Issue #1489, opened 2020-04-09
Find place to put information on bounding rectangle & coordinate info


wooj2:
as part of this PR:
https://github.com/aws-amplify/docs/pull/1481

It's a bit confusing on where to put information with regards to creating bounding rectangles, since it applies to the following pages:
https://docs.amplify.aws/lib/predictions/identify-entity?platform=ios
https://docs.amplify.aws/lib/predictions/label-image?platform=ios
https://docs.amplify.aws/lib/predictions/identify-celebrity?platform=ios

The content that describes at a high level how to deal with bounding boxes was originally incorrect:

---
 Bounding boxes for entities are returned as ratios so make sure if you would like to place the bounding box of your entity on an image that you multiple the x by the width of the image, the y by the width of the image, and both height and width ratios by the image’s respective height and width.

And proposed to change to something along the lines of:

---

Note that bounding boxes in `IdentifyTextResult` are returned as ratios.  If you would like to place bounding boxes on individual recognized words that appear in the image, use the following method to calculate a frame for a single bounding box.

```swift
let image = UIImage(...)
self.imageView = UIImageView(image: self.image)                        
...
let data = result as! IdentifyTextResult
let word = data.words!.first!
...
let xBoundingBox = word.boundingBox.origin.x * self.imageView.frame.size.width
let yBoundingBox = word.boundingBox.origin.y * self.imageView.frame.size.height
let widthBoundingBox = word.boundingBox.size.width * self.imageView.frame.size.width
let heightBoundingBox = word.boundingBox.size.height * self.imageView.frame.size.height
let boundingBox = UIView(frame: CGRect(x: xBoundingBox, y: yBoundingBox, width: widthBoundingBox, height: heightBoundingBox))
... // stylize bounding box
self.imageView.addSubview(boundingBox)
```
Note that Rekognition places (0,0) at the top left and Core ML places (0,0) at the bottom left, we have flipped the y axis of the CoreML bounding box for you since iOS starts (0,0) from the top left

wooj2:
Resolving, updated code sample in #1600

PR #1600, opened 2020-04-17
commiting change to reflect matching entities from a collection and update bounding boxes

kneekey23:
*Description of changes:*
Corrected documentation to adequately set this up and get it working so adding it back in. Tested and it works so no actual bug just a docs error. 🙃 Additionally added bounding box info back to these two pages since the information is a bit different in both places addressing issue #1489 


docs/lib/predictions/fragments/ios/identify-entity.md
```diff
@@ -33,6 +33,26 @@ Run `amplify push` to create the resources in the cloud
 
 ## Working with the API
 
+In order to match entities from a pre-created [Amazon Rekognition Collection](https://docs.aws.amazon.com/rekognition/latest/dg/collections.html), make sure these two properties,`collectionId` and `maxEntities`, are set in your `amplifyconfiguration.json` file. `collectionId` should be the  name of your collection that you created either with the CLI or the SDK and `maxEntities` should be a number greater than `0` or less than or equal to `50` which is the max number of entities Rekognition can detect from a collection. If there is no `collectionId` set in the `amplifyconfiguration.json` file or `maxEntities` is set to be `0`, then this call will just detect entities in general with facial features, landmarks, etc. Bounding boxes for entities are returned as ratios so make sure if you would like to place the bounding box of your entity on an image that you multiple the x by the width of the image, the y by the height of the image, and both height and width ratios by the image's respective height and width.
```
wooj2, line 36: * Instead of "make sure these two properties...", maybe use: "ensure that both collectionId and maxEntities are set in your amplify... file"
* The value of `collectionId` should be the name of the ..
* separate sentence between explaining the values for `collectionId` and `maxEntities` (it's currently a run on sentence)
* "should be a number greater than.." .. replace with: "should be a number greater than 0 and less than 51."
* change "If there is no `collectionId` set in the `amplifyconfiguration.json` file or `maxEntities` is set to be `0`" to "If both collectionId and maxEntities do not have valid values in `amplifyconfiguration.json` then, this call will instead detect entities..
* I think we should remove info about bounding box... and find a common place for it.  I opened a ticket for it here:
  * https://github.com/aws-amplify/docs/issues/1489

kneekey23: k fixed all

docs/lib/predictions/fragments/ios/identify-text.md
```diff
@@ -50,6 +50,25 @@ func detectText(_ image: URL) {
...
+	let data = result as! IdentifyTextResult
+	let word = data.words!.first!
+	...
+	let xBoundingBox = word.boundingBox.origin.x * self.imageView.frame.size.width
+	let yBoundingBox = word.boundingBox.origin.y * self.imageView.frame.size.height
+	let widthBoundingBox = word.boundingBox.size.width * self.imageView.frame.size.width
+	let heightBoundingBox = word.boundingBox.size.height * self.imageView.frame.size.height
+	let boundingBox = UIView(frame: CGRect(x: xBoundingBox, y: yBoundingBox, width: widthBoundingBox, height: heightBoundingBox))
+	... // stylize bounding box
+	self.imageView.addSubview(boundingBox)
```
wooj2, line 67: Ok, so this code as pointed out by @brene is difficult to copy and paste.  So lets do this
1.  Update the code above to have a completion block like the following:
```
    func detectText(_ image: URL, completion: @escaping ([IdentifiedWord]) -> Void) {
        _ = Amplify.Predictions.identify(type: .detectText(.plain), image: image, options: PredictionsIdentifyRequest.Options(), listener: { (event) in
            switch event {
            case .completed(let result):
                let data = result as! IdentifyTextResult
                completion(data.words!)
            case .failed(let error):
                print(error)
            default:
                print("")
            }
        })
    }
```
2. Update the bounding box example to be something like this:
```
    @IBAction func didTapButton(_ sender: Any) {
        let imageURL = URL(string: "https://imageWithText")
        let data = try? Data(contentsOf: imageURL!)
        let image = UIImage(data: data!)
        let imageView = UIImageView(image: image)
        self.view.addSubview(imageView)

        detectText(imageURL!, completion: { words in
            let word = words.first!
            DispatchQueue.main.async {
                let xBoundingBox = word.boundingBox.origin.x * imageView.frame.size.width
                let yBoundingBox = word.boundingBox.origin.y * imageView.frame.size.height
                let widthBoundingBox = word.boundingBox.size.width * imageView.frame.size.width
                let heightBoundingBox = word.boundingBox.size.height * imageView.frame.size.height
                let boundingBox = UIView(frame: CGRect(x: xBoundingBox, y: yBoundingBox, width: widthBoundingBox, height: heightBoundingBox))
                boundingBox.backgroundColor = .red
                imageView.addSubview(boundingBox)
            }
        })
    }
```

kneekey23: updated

* * *

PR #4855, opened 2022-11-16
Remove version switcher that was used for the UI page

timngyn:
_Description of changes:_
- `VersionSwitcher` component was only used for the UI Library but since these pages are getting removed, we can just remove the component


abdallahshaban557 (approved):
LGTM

*ACTION ITEM*. Return the total number of lines in the records that contain "make", without any explanation.

*EXERCISE ANSWER*. 3